→ **Exercise directions**: What follows is a set of records; give them all back exactly.

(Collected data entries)
=-=-=-=-=
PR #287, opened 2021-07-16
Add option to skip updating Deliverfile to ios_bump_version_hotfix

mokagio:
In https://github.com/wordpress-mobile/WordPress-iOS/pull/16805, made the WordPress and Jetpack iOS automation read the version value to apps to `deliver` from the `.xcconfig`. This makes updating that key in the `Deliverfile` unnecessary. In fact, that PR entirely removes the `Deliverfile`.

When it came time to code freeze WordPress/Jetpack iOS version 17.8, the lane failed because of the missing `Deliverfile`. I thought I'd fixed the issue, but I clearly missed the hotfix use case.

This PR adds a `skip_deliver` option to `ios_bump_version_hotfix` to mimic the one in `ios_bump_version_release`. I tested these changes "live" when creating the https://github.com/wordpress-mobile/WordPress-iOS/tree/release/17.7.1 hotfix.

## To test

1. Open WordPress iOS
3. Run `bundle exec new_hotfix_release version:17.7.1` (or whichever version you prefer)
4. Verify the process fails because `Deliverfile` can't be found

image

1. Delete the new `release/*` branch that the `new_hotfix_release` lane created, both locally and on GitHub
=-=-=-=-=
→ **Task output**:
PR #287, opened 2021-07-16
Add option to skip updating Deliverfile to ios_bump_version_hotfix

mokagio:
In https://github.com/wordpress-mobile/WordPress-iOS/pull/16805, made the WordPress and Jetpack iOS automation read the version value to apps to `deliver` from the `.xcconfig`. This makes updating that key in the `Deliverfile` unnecessary. In fact, that PR entirely removes the `Deliverfile`.

When it came time to code freeze WordPress/Jetpack iOS version 17.8, the lane failed because of the missing `Deliverfile`. I thought I'd fixed the issue, but I clearly missed the hotfix use case.

This PR adds a `skip_deliver` option to `ios_bump_version_hotfix` to mimic the one in `ios_bump_version_release`. I tested these changes "live" when creating the https://github.com/wordpress-mobile/WordPress-iOS/tree/release/17.7.1 hotfix.

## To test

1. Open WordPress iOS
3. Run `bundle exec new_hotfix_release version:17.7.1` (or whichever version you prefer)
4. Verify the process fails because `Deliverfile` can't be found

image

1. Delete the new `release/*` branch that the `new_hotfix_release` lane created, both locally and on GitHub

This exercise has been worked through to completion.